* **About this task**: Pull out every line below that contains the word "toby".

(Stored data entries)
++++++++
PR #549, opened 2023-03-10
feat: onSwapQuote handler

zzmp:
Adds a handler for swap quote timings, to be used by consumers for performance metrics.

### DIFF
--- a/src/state/routing/args.ts
+++ b/src/state/routing/args.ts
@@ -6,17 +6,15 @@ import { QuoteConfig, QuoteType } from 'hooks/routing/types'
 import useIsWindowVisible from 'hooks/useIsWindowVisible'
 import { useAtomValue } from 'jotai/utils'
 import { useMemo } from 'react'
-import { swapRouterUrlAtom } from 'state/swap'
+import { swapEventHandlersAtom, swapRouterUrlAtom } from 'state/swap'
 
 import { GetQuoteArgs } from './types'
 import { currencyAddressForSwapQuote } from './utils'
 
-const NON_SERIALIZABLE_KEYS = ['provider']
+const NON_SERIALIZABLE_KEYS = ['provider', 'onQuote']
 
-/** Omits the non-serializable keys from GetQuoteArgs' cache key. */
-export function serializeGetQuoteArgs({ endpointName, queryArgs }: { endpointName: string; queryArgs: GetQuoteArgs }) {
-  // same as default serializeQueryArgs, but ignoring non-serializable keys.
-  return `${endpointName}(${JSON.stringify(queryArgs, (key, value) => {
+export function serializeGetQuoteArgs(args: GetQuoteArgs) {
+  return JSON.stringify(args, (key, value) => {
     if (NON_SERIALIZABLE_KEYS.includes(key)) {
       return undefined
     }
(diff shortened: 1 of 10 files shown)


src/state/routing/slice.ts
```diff
@@ -23,9 +23,32 @@ const baseQuery: BaseQueryFn<GetQuoteArgs, TradeResult> = () => {
...
+        } finally {
+          const duration = performance.now() - timestamp
+          args.onQuote?.(
+            {
+              timestamp,
+              duration,
+              args: JSON.parse(serializeGetQuoteArgs(args)),
+              state: result?.state,
+            },
+            error
```
zzmp, line 48: This can be narrowed to `FetchBaseQueryError`

src/state/routing/args.ts
```diff
@@ -6,17 +6,15 @@ import { QuoteConfig, QuoteType } from 'hooks/routing/types'
...
 import { currencyAddressForSwapQuote } from './utils'
 
-const NON_SERIALIZABLE_KEYS = ['provider']
+const NON_SERIALIZABLE_KEYS = ['provider', 'onQuote']
 
-/** Omits the non-serializable keys from GetQuoteArgs' cache key. */
-export function serializeGetQuoteArgs({ endpointName, queryArgs }: { endpointName: string; queryArgs: GetQuoteArgs }) {
-  // same as default serializeQueryArgs, but ignoring non-serializable keys.
-  return `${endpointName}(${JSON.stringify(queryArgs, (key, value) => {
+export function serializeGetQuoteArgs(args: GetQuoteArgs) {
```
just-toby, line 16: is this function specific to `onQuote`/`GetQuote` or can we just rename it to be more generic (might help disambiguate between it and the new function below)

src/state/swap/index.ts
```diff
@@ -85,6 +85,17 @@ interface InputEventHandlers {
 /** An integration hook called when the user approves a token, either through allowance or permit. */
 export type OnSwapApprove = () => void
 
+/** An integration hook called when a new quote is fetched. */
+export type OnSwapQuote = (
+  event: {
+    timestamp: number
```
just-toby, line 91: is this the timestamp of the query start or end? (unclear to integrator)

src/state/swap/index.ts
```diff
@@ -85,6 +85,17 @@ interface InputEventHandlers {
 /** An integration hook called when the user approves a token, either through allowance or permit. */
 export type OnSwapApprove = () => void
 
+/** An integration hook called when a new quote is fetched. */
+export type OnSwapQuote = (
```
just-toby, line 89: do you think there's any benefit to making `event` fields optional? i'm thinking of situations where we need to change the API (adding/removing fields without disrupting integrators). maybe this only applies to when we add or remove later?

just-toby (approved):
lgtm

src/state/routing/args.ts
zzmp: These are specific to `GetQuote`:
- `serializeGetQuoteArgs` serializes a `GetQuoteArgs` object
- `serializeGetQuoteQueryArgs` is plugged into `serializeQueryArgs` for the `GetQuote` query

I think they're both named appropriately, just unfortunately very similarly.

src/state/swap/index.ts
zzmp: I don't think there's a benefit - I don't think there's a large issue with changing this down the road.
++++++++
* **Task result**:
just-toby, line 16: is this function specific to `onQuote`/`GetQuote` or can we just rename it to be more generic (might help disambiguate between it and the new function below)
just-toby, line 91: is this the timestamp of the query start or end? (unclear to integrator)
just-toby, line 89: do you think there's any benefit to making `event` fields optional? i'm thinking of situations where we need to change the API (adding/removing fields without disrupting integrators). maybe this only applies to when we add or remove later?
just-toby (approved):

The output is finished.